PH developed a conceptual framework using key programmatic elements, focusing on clinical and wellness components of care to facilitate the adoption of an innovative care transition approach. PH created the conditions for translating an evidence-based transitional care model into mainstream practice. As a result, PH has become a well-known program and model, recognized by NYS and throughout the healthcare delivery system, and synonymous with the best practice in hospital to community transitional care. Program staff teach on the model at local social work schools, in hospital systems and to community care workers. Recognizing how impactful the model is, a Pathway Home Training Institute has been funded to provide training and technical assistance and guide the replication of the program. An outcome was the positive impact on the hospital discharge process and the development of strengthened partnerships with CBOs.

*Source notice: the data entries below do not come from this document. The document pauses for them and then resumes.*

PR #1603, opened 2023-11-13
refactor(blockwise-visual): use builtin functions

xiyaowong:


xiyaowong:
The testing of Windows always fails inexplicably, but it runs normally when tested locally. 🤔🤨😕

theol0403:
You can't await lua code when processing regular cursor movements, it adds too much lag. Only await in visual mode. The cursor position should still be pushed to viewport_manager, not pulled from getpos.

xiyaowong:
I know this. I've tested it. There's no difference. A single request takes only 1 ms

theol0403:
It felt to me like there was more jitter than usual when the computer was under load.

theol0403 (approved):

PR #1605, opened 2023-11-13
refactor: Add "actions.lua" for executing internal lua functions

xiyaowong:


src/actions.ts
```diff
@@ -59,6 +59,15 @@ class ActionManager implements Disposable {
         this.client.executeLua('require"vscode-neovim.api".fire_event(...)', [event, ...args]);
     }
 
+    /**
+     * Execute a function from the Lua module `vscode-neovim.internal`.
+     * @param fname the internal function name
+     * @param args arguments
+     */
+    public async internalLua<T = any>(fname: string, ...args: VimValue[]): Promise<T> {
```
justinmk, line 67: "internal" to what? can we just call it `lua` ?
```suggestion
    public async lua<T = any>(fname: string, ...args: VimValue[]): Promise<T> {
```

theol0403 (approved):

PR #1622, opened 2023-11-16
feat: Add command "vscode-neovim.lua"

xiyaowong:
improve: Make vscode-neovim.stop can be executed multiple times

1. Customizing the when context to make keybindings more flexible.
2. Executing multiple commands.
3. ...

### DIFF
--- a/src/main_controller.ts
+++ b/src/main_controller.ts
@@ -4,7 +4,7 @@ import { readFile } from "fs/promises";
 import path from "path";
 
 import { attach, NeovimClient } from "neovim";
-import vscode, { Range } from "vscode";
+import vscode, { Range, window } from "vscode";
 // eslint-disable-next-line import/no-extraneous-dependencies
 import { transports as loggerTransports, createLogger as winstonCreateLogger } from "winston";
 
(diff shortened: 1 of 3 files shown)


theol0403 (approved):
Can you think of a better place to put the lua handler? Maybe in commands manager or typing manager? It would be nice to have in the same place as nvim.input.

xiyaowong:
I personally think it would be more appropriate to put it in main_controller. commands_manager is not suitable and will be removed in the future.

src/main_controller.ts
```diff
@@ -157,6 +157,17 @@ export class MainController implements vscode.Disposable {
...
             vscode.commands.registerCommand("_getNeovimClient", () => this.client),
+            vscode.commands.registerCommand("vscode-neovim.lua", async (lua) => {
+                if (!lua) {
+                    window.showWarningMessage("No lua code provided");
+                    return;
+                }
+                try {
+                    await this.client.lua(lua);
+                } catch (e) {
+                    logger.error(e instanceof Error ? e.message : e);
```
justinmk, line 168: We should add a `vscode.commands.registerCommand` wrapper that all commands use, which could handle errors and show/log them.

xiyaowong: It's unnecessary. Handling errors or not is the responsibility of the handler.

justinmk: Yes, but at the "top level" in most cases the handling is the same: log it and show a message. That avoids lots of redundant try/catch deeper in the codepath.

When code actually has something useful to do with an error, it of course can use a try/catch.

PR #1633, opened 2023-11-18
fix(highlight): Do not clear custom highlight groups directly

### LINKED ISSUE #1631: bug: yank highlighting broke in v1.1.1, but works in v1.1.0

### Neovim version (nvim -v)

v0.9.4

### Operating system/version

MacOS 14.0

### Describe the bug

Thanks for the awesome integration, i'm new to vim so having an actual nvim instance integrated with the vscode is really helpful!

Yank highlighting broke after updating to v1.1.1, at first i thought that the issue was in the config files as i'm new to neovim and could brake something myself, tried different configs to get highlighting to work:
Vim script:
```vim
augroup highlight_yank
    autocmd!
    autocmd TextYankPost * silent! lua vim.highlight.on_yank { higroup="IncSearch", timeout=1000 }
augroup END
```
And also tried Lua:
```lua
local function augroup(name)
  return vim.api.nvim_create_augroup("lazyvim_" .. name, { clear = true })
end

vim.api.nvim_create_autocmd("TextYankPost", {
  group = augroup("highlight_yank"),
  callback = function()
    vim.highlight.on_yank()
  end,
})
```

Both configs worked just fine inside the nvim terminal, but not with `vscode-extension`, although i had it working in vscode too just today earlier. The configuration file does not contain anything else, I also tried on a fresh installation of VSCode Insiders without any other extensions - still no success. Downgrading to v1.1.0 fixed the problem.

### Steps To Reproduce

Install the v1.1.1 version.
Enable yank highlighting in the config file.

### Expected Behavior

Yank should be highlighted, just as it was in v1.1.0

xiyaowong:
Fixes #1631

The most ideal solution is to set all highlights in nvim, but it is difficult to do without the vscode API, unless we give up using the VSCode's ThemeColor. Please vote for https://github.com/microsoft/vscode/issues/32813

### DIFF
--- a/runtime/lua/vscode-neovim/highlight.lua
+++ b/runtime/lua/vscode-neovim/highlight.lua
@@ -1,7 +1,9 @@
 ---@diagnostic disable: inject-field
 
 -- Copy global highlights and overrides highlights to the custom namespace, only external buffers use global namespace
+
 local api = vim.api
+local vscode = require("vscode-neovim.api")
 
 local NS = api.nvim_create_namespace("vscode-neovim-highlight")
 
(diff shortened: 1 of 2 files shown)


justinmk:
I haven't been paying much attention to these highlight-related PRs, but I as usual I hope we aren't adding complexity to support every possible config and plugin.

Is there a constraint we can declare that would vastly simplify the code? For example, could we say "we don't support non-standard highlights", or "we don't support plugin-defined highlights", or some other constraint?

If we always showed Nvim highlights as a single (configurable) color, how much code and complexity would that eliminate?

xiyaowong:
> to support every possible config and plugin.

The current requirement is generic and not specific to any particular configuration or plugin.

> Is there a constraint we can declare that would vastly simplify the code? For example, if we always showed Nvim highlights as a single (configurable) color, how much code and complexity would that eliminate?

The main issues with highlighting currently are: 
1. We need highlighting, but not all of it. 
2. We need to use vscode's theme colors for custom highlighting, but without affecting other highlights that are derived from the combination of custom highlighting.

theol0403 (approved):

justinmk:
> > to support every possible config and plugin.
> 
> The current requirement is generic and not specific to any particular configuration or plugin.

It's specific to Nvim plugins that use highlighting, which is only a subset, and not an important one.

Can't we use a hardcoded (minimally configurable) highlight for any highlights that come from Nvim? Would that simplify things?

This led to improved care coordination and connection to local neighborhood supports.
The PH program has grown since operationalizing in 2014. Two teams have grown into eight teams, adapting to new populations; Criminal Justice involvement, homeless, long-term stayers at State Hospitals, and Adult Homes. The quickness of this recognition is due to demonstrating impressive outcomes, both from healthcare perspective and in improving the wellness of those with behavioral health and SUD. In a healthcare system fraught with inefficiencies, excessive paperwork, confusing data, PH has eliminated frustration and inefficiency, streamlining case management delivery. This replicable model has garnered interest among many branches of the healthcare delivery system including MCOs, hospital systems and other government bodies, to develop and expand to additional populations. These teams will serve individuals with substance use, people with chronic health conditions and youth transitioning from foster care. CBC launched a Pathway Home Training Institute that provides training on the PH model and operationalizing teams in different regions.
PH has served over 1,200 individuals since inception and produced robust outcomes. Metrics that demonstrate connection to care and reduction in costs are tracked during the intervention. These include attendance at behavioral health and medical appointments and hospitalizations. Of 153 individuals who graduated from PH in 2017, 89% (N=136) had not been readmitted to the hospital 30 days after an inpatient discharge and 100% had not been readmitted to a state psychiatric center at the time of completion of the intervention. Within the ﬁrst seven days in the community, 77% (N=117) attended a behavioral health appointment; by day 30, 88% (N=135) had attended; and at completion of the intervention, 100% of individuals had attended their follow-up appointment and 88% (N=135) had attended medical appointments. To maintain success post intervention, ongoing case management is essential, and 73% (N=111) of individuals have been enrolled in health home care coordination.